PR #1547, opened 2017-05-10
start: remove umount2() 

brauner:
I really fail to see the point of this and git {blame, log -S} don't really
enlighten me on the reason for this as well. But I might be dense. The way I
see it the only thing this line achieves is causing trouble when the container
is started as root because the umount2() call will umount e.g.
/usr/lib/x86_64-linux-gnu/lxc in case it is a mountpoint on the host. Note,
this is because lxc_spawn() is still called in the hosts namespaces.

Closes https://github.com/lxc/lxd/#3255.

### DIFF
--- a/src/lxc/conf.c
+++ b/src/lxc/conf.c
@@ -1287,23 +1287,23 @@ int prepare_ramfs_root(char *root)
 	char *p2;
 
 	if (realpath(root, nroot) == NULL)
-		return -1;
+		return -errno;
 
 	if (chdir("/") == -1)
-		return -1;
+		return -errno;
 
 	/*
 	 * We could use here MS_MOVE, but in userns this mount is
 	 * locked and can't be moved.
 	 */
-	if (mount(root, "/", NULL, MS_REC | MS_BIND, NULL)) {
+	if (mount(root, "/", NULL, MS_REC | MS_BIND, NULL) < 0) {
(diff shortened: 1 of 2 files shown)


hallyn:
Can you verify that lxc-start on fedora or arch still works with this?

* Task objective
Wherever the word "char" turns up in the records, copy out the line it is on.

* Answer space
@@ -1287,23 +1287,23 @@ int prepare_ramfs_root(char *root)
 	char *p2;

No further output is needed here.